=== Begin Enclosure ===
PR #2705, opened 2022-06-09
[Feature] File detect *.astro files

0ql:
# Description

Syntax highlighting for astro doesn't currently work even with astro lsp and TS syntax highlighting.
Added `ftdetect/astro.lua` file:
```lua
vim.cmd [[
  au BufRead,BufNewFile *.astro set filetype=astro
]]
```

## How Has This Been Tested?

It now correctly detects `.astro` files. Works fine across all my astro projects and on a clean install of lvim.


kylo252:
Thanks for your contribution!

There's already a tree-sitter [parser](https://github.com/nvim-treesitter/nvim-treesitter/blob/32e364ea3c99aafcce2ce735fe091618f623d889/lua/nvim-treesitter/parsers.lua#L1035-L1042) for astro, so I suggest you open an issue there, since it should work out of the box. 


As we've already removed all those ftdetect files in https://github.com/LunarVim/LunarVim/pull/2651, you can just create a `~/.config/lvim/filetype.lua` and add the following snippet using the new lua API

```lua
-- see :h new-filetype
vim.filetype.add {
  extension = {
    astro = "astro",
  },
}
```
=== End Enclosure ===
=== Begin Enclosure ===
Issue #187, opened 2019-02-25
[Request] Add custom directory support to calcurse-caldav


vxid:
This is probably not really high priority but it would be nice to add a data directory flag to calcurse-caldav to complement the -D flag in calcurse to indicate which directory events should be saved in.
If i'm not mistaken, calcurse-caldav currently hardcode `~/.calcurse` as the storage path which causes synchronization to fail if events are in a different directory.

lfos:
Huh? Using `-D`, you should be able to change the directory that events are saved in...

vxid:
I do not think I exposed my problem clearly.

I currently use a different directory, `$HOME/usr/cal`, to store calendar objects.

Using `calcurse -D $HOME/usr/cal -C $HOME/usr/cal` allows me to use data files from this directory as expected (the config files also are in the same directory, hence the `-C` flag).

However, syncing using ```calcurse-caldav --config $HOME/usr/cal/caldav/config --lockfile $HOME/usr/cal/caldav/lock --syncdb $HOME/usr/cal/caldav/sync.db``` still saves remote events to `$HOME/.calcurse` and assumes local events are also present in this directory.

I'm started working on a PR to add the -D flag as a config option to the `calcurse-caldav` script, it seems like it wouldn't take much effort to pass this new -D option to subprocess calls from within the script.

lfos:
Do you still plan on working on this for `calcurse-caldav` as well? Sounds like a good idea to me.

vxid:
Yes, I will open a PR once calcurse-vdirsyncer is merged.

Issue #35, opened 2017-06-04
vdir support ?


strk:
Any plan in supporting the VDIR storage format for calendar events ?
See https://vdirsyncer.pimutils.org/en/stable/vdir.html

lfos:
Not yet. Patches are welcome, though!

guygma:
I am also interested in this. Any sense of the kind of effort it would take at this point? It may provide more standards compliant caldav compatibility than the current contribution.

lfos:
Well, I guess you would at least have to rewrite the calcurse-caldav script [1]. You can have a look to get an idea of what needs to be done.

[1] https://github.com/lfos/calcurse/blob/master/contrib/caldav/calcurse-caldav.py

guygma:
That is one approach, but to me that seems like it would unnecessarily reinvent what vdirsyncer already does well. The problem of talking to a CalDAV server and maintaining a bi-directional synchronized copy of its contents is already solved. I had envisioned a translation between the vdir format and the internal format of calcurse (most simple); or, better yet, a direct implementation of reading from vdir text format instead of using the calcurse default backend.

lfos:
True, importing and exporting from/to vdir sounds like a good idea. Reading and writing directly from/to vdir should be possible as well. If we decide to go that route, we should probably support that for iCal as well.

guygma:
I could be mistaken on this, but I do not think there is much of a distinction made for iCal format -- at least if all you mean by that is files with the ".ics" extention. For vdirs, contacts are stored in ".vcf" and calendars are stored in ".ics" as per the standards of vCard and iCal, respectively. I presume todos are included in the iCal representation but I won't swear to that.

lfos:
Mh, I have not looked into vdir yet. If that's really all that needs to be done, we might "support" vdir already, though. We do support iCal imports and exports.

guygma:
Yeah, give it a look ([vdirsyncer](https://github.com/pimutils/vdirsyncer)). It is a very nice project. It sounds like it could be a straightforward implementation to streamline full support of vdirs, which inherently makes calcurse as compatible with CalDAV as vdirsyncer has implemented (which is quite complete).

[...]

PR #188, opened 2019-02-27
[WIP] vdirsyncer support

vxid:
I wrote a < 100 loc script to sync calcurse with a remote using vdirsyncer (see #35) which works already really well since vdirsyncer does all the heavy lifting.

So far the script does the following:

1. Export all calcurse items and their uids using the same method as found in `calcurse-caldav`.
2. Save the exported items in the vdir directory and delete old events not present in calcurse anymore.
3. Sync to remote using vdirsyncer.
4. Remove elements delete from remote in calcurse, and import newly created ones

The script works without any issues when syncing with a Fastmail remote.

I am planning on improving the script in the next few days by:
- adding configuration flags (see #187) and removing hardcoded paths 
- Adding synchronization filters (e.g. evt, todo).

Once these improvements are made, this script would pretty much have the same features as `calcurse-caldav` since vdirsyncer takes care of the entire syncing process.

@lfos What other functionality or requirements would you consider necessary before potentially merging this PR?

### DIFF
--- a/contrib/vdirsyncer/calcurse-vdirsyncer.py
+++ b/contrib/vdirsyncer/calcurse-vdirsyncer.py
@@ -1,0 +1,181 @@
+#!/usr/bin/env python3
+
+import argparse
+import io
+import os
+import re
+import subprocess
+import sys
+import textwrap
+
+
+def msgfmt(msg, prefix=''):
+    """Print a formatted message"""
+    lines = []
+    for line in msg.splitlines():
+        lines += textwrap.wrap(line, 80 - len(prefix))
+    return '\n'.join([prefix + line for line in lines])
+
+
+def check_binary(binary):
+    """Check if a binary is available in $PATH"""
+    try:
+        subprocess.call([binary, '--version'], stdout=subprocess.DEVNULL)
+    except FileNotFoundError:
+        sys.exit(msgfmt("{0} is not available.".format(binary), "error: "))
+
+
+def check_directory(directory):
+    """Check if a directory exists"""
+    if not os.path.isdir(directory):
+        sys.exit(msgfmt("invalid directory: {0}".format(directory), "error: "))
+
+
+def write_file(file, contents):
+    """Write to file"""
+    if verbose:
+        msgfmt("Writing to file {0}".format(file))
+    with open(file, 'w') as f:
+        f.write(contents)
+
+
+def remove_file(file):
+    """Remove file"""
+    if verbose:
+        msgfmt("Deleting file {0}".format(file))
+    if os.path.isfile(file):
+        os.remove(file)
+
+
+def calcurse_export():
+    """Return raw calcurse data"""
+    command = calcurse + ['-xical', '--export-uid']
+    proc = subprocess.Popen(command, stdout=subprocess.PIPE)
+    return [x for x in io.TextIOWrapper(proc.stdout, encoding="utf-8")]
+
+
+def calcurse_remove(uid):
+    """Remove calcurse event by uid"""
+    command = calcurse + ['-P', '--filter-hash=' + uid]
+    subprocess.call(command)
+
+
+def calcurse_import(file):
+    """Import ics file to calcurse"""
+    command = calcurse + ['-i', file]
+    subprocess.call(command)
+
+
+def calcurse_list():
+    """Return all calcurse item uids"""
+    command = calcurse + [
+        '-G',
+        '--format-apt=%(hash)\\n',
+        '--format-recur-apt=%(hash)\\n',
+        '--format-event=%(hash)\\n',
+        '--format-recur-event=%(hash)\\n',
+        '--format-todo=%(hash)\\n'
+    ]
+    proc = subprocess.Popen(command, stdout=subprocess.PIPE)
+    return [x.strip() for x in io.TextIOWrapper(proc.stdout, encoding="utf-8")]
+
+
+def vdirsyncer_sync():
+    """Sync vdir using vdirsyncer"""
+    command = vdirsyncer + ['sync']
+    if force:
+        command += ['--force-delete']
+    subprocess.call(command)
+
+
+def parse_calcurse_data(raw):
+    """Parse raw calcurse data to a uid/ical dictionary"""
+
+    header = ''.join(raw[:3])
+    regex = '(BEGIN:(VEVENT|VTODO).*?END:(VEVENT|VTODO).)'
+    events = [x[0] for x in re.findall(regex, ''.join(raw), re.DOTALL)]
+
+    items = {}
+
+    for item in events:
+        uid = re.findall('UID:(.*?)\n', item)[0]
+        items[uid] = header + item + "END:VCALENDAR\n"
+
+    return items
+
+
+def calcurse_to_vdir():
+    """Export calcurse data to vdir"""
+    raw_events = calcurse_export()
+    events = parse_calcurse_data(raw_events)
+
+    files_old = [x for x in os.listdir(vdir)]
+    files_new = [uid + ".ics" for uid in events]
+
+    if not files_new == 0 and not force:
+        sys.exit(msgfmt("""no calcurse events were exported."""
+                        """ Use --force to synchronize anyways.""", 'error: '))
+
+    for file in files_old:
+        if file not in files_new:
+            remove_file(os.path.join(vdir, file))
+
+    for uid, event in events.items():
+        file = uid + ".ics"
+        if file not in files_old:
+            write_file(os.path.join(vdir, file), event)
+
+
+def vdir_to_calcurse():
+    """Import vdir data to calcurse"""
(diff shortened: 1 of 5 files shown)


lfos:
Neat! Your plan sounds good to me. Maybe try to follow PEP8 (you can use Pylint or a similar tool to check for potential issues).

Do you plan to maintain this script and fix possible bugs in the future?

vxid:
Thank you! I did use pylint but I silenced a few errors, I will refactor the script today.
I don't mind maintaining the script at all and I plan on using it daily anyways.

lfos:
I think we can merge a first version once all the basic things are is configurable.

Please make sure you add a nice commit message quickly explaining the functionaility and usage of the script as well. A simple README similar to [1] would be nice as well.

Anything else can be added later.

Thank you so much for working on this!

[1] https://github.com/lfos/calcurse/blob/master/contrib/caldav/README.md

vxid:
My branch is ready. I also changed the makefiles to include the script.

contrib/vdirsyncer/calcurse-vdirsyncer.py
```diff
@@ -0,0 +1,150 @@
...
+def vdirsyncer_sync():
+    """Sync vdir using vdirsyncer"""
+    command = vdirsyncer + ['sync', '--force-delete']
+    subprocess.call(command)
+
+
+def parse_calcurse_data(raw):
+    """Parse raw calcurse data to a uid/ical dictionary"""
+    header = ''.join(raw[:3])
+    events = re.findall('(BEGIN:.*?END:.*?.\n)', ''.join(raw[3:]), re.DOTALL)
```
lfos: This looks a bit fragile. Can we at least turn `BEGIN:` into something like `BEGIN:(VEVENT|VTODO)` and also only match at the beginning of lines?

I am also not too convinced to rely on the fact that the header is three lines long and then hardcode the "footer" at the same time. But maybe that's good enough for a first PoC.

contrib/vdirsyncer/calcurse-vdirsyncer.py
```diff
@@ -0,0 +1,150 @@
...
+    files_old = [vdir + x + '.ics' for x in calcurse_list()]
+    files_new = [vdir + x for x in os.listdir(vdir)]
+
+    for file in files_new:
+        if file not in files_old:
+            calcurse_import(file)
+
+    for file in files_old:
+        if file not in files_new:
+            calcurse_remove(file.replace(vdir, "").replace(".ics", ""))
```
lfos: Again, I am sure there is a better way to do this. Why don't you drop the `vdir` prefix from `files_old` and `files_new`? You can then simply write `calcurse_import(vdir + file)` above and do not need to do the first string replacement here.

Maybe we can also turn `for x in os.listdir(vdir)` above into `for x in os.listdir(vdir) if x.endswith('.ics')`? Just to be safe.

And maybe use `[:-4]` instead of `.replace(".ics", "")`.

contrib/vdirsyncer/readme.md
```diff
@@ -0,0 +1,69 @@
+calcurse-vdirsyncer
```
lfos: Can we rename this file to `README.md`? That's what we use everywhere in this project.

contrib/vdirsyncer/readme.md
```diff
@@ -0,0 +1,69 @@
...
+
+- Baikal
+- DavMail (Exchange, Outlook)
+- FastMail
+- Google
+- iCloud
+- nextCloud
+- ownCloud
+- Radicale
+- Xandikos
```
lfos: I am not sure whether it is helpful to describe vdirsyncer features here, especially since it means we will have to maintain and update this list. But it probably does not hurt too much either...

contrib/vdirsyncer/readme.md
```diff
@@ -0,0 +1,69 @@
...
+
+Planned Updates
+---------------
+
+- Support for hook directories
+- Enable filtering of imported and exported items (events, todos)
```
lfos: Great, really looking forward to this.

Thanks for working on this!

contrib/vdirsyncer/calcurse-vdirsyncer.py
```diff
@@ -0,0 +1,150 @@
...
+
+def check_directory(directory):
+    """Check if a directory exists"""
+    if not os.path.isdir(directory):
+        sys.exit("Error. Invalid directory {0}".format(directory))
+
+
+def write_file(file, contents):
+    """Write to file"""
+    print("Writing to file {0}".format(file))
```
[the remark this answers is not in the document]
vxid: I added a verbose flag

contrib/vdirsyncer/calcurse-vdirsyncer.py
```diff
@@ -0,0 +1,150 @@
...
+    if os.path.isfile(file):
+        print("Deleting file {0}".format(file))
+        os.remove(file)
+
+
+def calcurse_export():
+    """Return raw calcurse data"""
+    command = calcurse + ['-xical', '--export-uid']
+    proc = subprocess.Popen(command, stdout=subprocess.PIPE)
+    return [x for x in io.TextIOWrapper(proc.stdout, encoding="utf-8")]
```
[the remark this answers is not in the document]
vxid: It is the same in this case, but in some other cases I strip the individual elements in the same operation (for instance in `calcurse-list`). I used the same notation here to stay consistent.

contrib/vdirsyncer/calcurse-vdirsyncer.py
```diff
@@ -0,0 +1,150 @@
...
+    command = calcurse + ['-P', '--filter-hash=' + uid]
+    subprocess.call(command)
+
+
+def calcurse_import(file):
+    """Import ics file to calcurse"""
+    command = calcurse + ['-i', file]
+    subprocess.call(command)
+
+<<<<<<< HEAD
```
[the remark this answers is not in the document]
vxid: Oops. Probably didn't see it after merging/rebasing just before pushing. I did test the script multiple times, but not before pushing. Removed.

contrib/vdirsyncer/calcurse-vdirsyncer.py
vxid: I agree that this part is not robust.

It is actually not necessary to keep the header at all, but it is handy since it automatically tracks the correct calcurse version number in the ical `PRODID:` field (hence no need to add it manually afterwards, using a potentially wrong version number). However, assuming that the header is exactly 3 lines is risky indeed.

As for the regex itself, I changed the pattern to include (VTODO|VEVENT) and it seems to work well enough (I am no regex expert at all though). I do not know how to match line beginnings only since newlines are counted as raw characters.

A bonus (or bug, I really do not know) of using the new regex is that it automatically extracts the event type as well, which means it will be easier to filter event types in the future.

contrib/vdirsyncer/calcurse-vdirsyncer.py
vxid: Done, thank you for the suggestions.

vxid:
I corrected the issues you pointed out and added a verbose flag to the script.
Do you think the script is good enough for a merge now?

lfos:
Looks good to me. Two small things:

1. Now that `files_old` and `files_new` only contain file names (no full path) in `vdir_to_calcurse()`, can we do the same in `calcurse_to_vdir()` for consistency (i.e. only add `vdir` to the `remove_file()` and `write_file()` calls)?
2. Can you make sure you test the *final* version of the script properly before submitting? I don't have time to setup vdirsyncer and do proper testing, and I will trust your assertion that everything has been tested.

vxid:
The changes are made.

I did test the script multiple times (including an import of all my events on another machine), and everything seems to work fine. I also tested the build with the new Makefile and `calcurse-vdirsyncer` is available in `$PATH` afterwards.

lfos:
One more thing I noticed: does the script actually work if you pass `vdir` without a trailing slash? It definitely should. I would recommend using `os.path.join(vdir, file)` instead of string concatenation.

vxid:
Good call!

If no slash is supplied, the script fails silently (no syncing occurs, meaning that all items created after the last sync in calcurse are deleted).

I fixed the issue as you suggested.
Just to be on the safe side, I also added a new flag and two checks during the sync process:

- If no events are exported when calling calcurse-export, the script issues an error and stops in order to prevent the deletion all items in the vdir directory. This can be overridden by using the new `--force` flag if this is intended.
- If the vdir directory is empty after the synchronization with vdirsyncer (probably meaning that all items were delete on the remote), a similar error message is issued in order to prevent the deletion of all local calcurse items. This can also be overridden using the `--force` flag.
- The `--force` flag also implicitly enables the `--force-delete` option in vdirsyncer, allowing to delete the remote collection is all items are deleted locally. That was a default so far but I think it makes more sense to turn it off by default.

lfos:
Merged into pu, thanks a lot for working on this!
=== End Enclosure ===
- [WORK TASK] Scan the lines above for the word "effort", then copy each line that has it.

- [TASK OUTPUT]
I'm started working on a PR to add the -D flag as a config option to the `calcurse-caldav` script, it seems like it wouldn't take much effort to pass this new -D option to subprocess calls from within the script.
I am also interested in this. Any sense of the kind of effort it would take at this point? It may provide more standards compliant caldav compatibility than the current contribution.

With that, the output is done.